§ Work required: Some lines of the records below include the word "will". Report how many, and write nothing besides the number.
*** Provided entries ***
PR #380, opened 2023-03-09
feat: adds mta redeemer

doncesarts:
- Adds smart contract that allows to redeem MTA for WETH

### DIFF
--- a/contracts/shared/MetaTokenRedeemer.sol
+++ b/contracts/shared/MetaTokenRedeemer.sol
@@ -3,6 +3,7 @@ pragma solidity 0.8.6;
 
 import { IERC20 } from "@openzeppelin/contracts/token/ERC20/IERC20.sol";
 import { SafeERC20 } from "@openzeppelin/contracts/token/ERC20/utils/SafeERC20.sol";
+import { SafeCastExtended } from "../shared/SafeCastExtended.sol";
 
 /**
  * @notice  Allows to redeem MTA for WETH at a fixed rate.
@@ -12,14 +13,17 @@ import { SafeERC20 } from "@openzeppelin/contracts/token/ERC20/utils/SafeERC20.s
  */
 contract MetaTokenRedeemer {
     using SafeERC20 for IERC20;
+    struct RegisterPeriod {
+        uint32 start;
+        uint32 end;
+    }
 
     address public immutable MTA;
     address public immutable WETH;
     uint256 public immutable PERIOD_DURATION;
-    uint256 public periodStart;
-    uint256 public periodEnd;
-    uint256 public totalFunded;
-    uint256 public totalRegistered;
+    RegisterPeriod public registerPeriod;
+    uint128 public totalFunded;
+    uint128 public totalRegistered;
     mapping(address => uint256) public balances;
 
     /**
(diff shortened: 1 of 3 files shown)


contracts/shared/MetaTokenRedeemer.sol
```diff
@@ -0,0 +1,72 @@
...
+ * @notice  Allows to redeem MTA for WETH at a fixed rate.
+ * @author  mStable
+ * @dev     VERSION: 1.0
+ *          DATE:    2023-03-08
+ */
+contract MetaTokenRedeemer {
+    using SafeERC20 for IERC20;
+
+    uint256 public constant RATE_SCALE = 1e18;
+    address public immutable MTA;
```
naddison36, line 21: We will only ever deploy this on mainnet so it'd be easier to just have these as constants

contracts/shared/MetaTokenRedeemer.sol
```diff
@@ -0,0 +1,72 @@
...
+    function fund(uint256 amount) external {
+        IERC20(WETH).safeTransferFrom(msg.sender, address(this), amount);
+        emit Funded(msg.sender, amount);
+    }
+
+    /// @notice Redeems MTA for WETH at a fixed rate.
+    /// @param fromAssetAmount a parameter just like in doxygen (must be followed by parameter name)
+    /// @return toAssetAmount The amount of WETH received.
+    function redeem(uint256 fromAssetAmount) external returns (uint256 toAssetAmount) {
+        IERC20(MTA).safeTransferFrom(msg.sender, address(this), fromAssetAmount);
```
naddison36: we could add an override so the MTA could be transferred from an approved account. I think it's fine to leave it like this for now.

contracts/shared/MetaTokenRedeemer.sol
```diff
@@ -0,0 +1,72 @@
...
+        uint256 _rate
+    ) {
+        MTA = _mta;
+        WETH = _weth;
+        RATE = _rate;
+    }
+
+    /// @notice Funds the contract with WETH.
+    /// @param amount Amount of WETH to be transfer to the contract
+    function fund(uint256 amount) external {
```
naddison36, line 64: I was initially thinking we should restrict who can fund but since the payout is based on the rate it doesn't impact how much an MTA holder gets.
It creates some flexibility that Treasury assets could be contributed in multiple transfers.
If more ETH is funded than the circulating supply of MTA * rate, then that ETH will be forever stuck.

contracts/shared/MetaTokenRedeemer.sol
```diff
@@ -0,0 +1,103 @@
...
+ * @dev     VERSION: 1.0
+ *          DATE:    2023-03-08
+ */
+contract MetaTokenRedeemer {
+    using SafeERC20 for IERC20;
+
+    address public immutable MTA;
+    address public immutable WETH;
+    uint256 public immutable PERIOD_DURATION;
+    uint256 public periodStart;
```
naddison36: timestamps like `periodStart` and `periodEnd` will fit in uint32 so can take just one slot. An initial read from storage (SLOAD) costs 2100 gas.

It may be even cheaper to put in a struct so they can be read from storage once. But the second storage read (SLOAD) is only 100 gas so just using a struct may not save much more.

contracts/shared/MetaTokenRedeemer.sol
```diff
@@ -0,0 +1,103 @@
...
+    uint256 public periodEnd;
+    uint256 public totalFunded;
```
naddison36: `totalFunded` and `totalRegistered` can easily fit in uint128 so both will only use one storage slot.

contracts/shared/MetaTokenRedeemer.sol
```diff
@@ -0,0 +1,103 @@
...
+            periodStart = block.timestamp;
+            periodEnd = periodStart + PERIOD_DURATION;
+        }
+        totalFunded += amount;
+
+        emit Funded(msg.sender, amount);
+    }
+
+    /**
+     * @notice Allos user to register and transfer a given amount of MTA
```
naddison36: typo `Allows`

contracts/shared/MetaTokenRedeemer.sol
```diff
@@ -0,0 +1,103 @@
...
+
+    /// @notice Redeems all user MTA balance for WETH at a fixed rate.
+    /// @return redeemedAmount The amount of WETH to receive.
+    function redeem() external returns (uint256 redeemedAmount) {
+        require(periodEnd <= block.timestamp, "Redeem period not started");
+        uint256 registeredAmount = balances[msg.sender];
+        require(registeredAmount > 0, "No balance");
+
+        // MTA and WETH both have 18 decimal points, no need for scaling.
+        redeemedAmount = (registeredAmount * totalRegistered) / totalFunded;
```
naddison36: this doesn't look right. Isn't it
`WETH redeemed = MTA registered * total WETH funded / total MTA registered`

naddison36 (changes requested):

contracts/shared/MetaTokenRedeemer.sol
doncesarts: Having it as a constant will block us from having unit tests on it.

naddison36 (approved):
Looks good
*** End of Provided entries ***
§ Exercise answer: 5